Purpose. Optimization of medical care for women in menopause with dry eye syndrome from the standpoint of experimental and clinical substantiation of combined technologies. Material and methods. The studies were carried out on a group of 72 patients (144 eyes) in the postmenopausal period with dry eye syndrome. The average age of women was 54.4±3.3 years. All patients, depending on the therapy, were divided into two groups. The first group (control) consisted of 34 women (68 eyes) who received only local daily monotherapy for 20 days – instillation of low-viscosity «artificial tear» preparations HyloComod. Patients of the main group were divided into 2 subgroups and used a combined treatment technology. The first subgroup consisted of 21 patients (42 eyes), who, in addition to local daily therapy of the above drug, received a suis-organ complex preparation of estrogen-like orientation Ovarium compositum once every 3 months. The second subgroup included 17 patients (34 eyes) who received a treatment technology that included local daily therapy with artificial tears in combination with courses (once every 3 months) of exposure to the head area by a pulsed low-frequency electromagnetic field in combination with suis-organ complex preparation of estrogen-like orientation Ovarium compositum. Results. The combined treatment technology was well tolerated in all examined women. There were no complications or side effects. A significant increase in the main tear production in women of the main group made it possible to achieve a significantly more pronounced decrease in symptoms of subjective discomfort than in women in the control group. The achieved results of treatment of women in the main group persisted for 2.5–3 months, which determined the frequency of the courses of combination therapy with a frequency of twice every 6 months during the subsequent observation period.
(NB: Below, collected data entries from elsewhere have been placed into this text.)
PR #1048, opened 2021-07-26
WRN-3709: Block wheel event in VideoPlayer

changgilee:
### Checklist

When scrolling wheel in video player, media list should be show up.
But in current status, try to seek media file.

### Resolution
Wheel event handler in Slider is accept event more higher priority than video panel.
For resolve this issue, new prop is added to slider and used in MediaSlider.

### Additional Considerations
N/A

### Links
WRN-3709

### Comments
N/A

### DIFF
--- a/CHANGELOG.md
+++ b/CHANGELOG.md
@@ -8,7 +8,6 @@ The following is a curated list of changes in the Enact sandstone module, newest
 
 - `sandstone/Slider` prop `noWheelEvent` to disable wheel event handler
 
-
 ## [2.0.0-rc.5] - 2021-07-22
 
 ### Added
--- a/CHANGELOG.md
+++ b/CHANGELOG.md
@@ -2,6 +2,13 @@
 
 The following is a curated list of changes in the Enact sandstone module, newest changes on the top.
 
+## [unreleased]
+
+### Added
+
+- `sandstone/Slider` prop `noWheelEvent` to disable wheel event handler
+
+
 ## [2.0.0-rc.5] - 2021-07-22
 
 ### Added
--- a/CHANGELOG.md
+++ b/CHANGELOG.md
@@ -6,7 +6,7 @@ The following is a curated list of changes in the Enact sandstone module, newest
 
 ### Added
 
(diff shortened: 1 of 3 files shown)


0x64:
I updated the checklist in the description; this PR does not break API but adds a single prop.

CHANGELOG.md
```diff
@@ -2,6 +2,12 @@
 
 The following is a curated list of changes in the Enact sandstone module, newest changes on the top.
 
+## [unreleased]
+
+### Added
+
+- `sandstone/Slider` prop `noWheelEvent` to disable wheel event handler
```
0x64, line 9: What about `noChangeByWheel` or simply `noWheel`? `noWheelEvent` indicates _an implementation manner_, and it looks better to name a prop to mean _a certain hehavior by some user input_.

MediaPlayer/MediaSlider.js
```diff
@@ -85,6 +85,7 @@ const MediaSliderBase = kind({
 			<div className={className}>
 				<Slider
 					{...rest}
+					noWheelEvent
```
0x64, line 88: Please make it alphabetically ordered.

Conclusion. The course of combined therapy makes it possible to achieve significant relief of subjective manifestations of dry eye syndrome in postmenopausal women. The implementation of the therapeutic effect occurs, apparently, due to the synergism of the natural factors used, which makes it possible to significantly activate the compensatory and adaptive processes in the meibomian glands. Key words: dry eye syndrome of climacteric origin, combined treatment technology, estrogen deficiency, sex hormones.